Though I fought it, tensing my muscles and squeezing the steering wheel with both hands, the pains kept getting worse. Desperate, I turned down an alley and saw a Dumpster behind an old brick building. I stomped the parking brake and jumped out. Diving behind the metal container, I jerked my pants down and cut loose. For a second, the relief was better than any drug, but then I heard tires crunching in the gravel behind me. Looking around, I saw a police car approaching slowly. I was trapped, my skinny ass shining at the two officers inside. There was no way I could stop — the stuff was pouring out of me like pancake batter. I gave a little wave, cursing them under my breath.

As the two cops got out of the cruiser, I tried to stand, but another wave of cramps forced me down into a squat again. I saw shit splatter on my jeans, inside and out. “What the hell we got here, Larry?” one of the cops said, an older man with a red nose and a thick mustache. He pulled a black club out of a holster attached to his belt.

Foul watery slime squirted from me again, and I lowered my head. “I ain’t sure, Dave,” the other cop said, a young man with sharp features, muscles sticking out of his shirtsleeves. “The only thing that I ever see doing that in public is a dog.” He kicked some loose gravel at me. “Are you a dog, you dirty bastard?” he asked me.

“No,” I managed to say.

“Check him out, Larry,” the older cop said with a chuckle. “I’ll cover you.”

“Fuck, I ain’t touching that skanky bastard,” the younger cop said. “He’s probably got the AIDS or something.”

They stood there for a minute watching me, then the older cop said, “Dog, where in the hell do you think you are?”

“Portsmouth,” I said.

“Stand up when he’s talking to you,” the younger cop ordered.

“I can’t,” I groaned. “I’m still sick.”

Then he pointed his gun at me. “I said to stand up, motherfucker.”

I stood up, holding my pants out of the mess with my hands. “Put your hands in the air,” the older cop said.

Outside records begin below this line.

PR #261, opened 2022-08-30
Wormhole message reuse via post_message_unreliable

drozdziak1:
this changeset switches us to a PDA scheme for wormhole messages, accounts for reusing those accounts and conditionally switches between post_message/post_message_unreliable depending on whether a given message account was already initialized.

### DIFF
--- a/solana/pyth2wormhole/client/src/message.rs
+++ b/solana/pyth2wormhole/client/src/message.rs
@@ -1,0 +1,67 @@
+//! Re-usable message scheme for pyth2wormhole
+
+use solana_program::system_instruction;
+use std::time::Instant;
+use std::time::Duration;
+
+use crate::ErrBox;
+
+/// One of the accounts tracked by the attestation client.
+#[derive(Clone, Debug)]
+pub struct P2WMessageAccount {
+    /// Unique ID that lets us derive unique accounts for use on-chain
+    pub id: u64,
+    /// Last time we've posted a message to wormhole with this account
+    pub last_used: Instant,
+}
+
+/// An umbrella data structure for tracking all message accounts in use
+#[derive(Clone, Debug)]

I bit my lip, then raised my hands and let my jeans drop to the ground.

“Now, I want you to march in place, like you’re in my army,” the younger cop said, nudging his partner with his elbow. “You know how to do that, dog?” They both stepped back. I raised one knee, then lowered it and pressed my jeans down into the spreading puddle. As I lifted the other leg, I looked over and saw Dee scoot behind the wheel, a blank look on her face. Marshall had covered his head with my coat. If I could have wrestled a gun from one of the cops, I gladly would have killed us all at that moment.

“Please, officers,” I said, my voice shaking. “I don’t want no trouble. I got my family in the car.”

The older cop looked over at the Pinto. “Go call in the plate,” he told his partner. Then, as the younger cop walked back to the cruiser, he asked me, “Where you from, dog?”

“Meade,” I answered. “Can I pull my pants back up now?”

“Not yet,” he said.

We stood in the cold until the other cop came back and said the car was clean. “All right, go the fuck back where you come from,” the older cop said.

“Yeah, and you better think twice before you take a shit in Portsmouth again,” said the muscled one. Then they both busted a gut as they walked to the cruiser.

I pulled my pants up and watched them back down the alley, then I started to get in the car. “You’re not getting in here like that,” Dee said. I looked around, pulled a flattened cardboard box out of the Dumpster and laid it on the passenger seat. “Oh, God,” she said when I slid in and slammed the door shut. “You should kill yourself.” My jeans and hands were pasted with shit.

Jerking open the glove box, I fumbled around for the Oxy I’d brought with me. “It’ll be all right,” I said as I chewed the tablets up, and tried to calm down.

“Oh, Marshall, did you hear that?” Dee said sarcastically. “Daddy says everything is going to be just fine and fuckin’ dandy.” She wheeled out of the alley and drove a block down the street, then pulled over. Even with the windows open, the smell of me was sickening. “Walk over there and clean up,” Dee said, pointing to a Chinese restaurant across the street.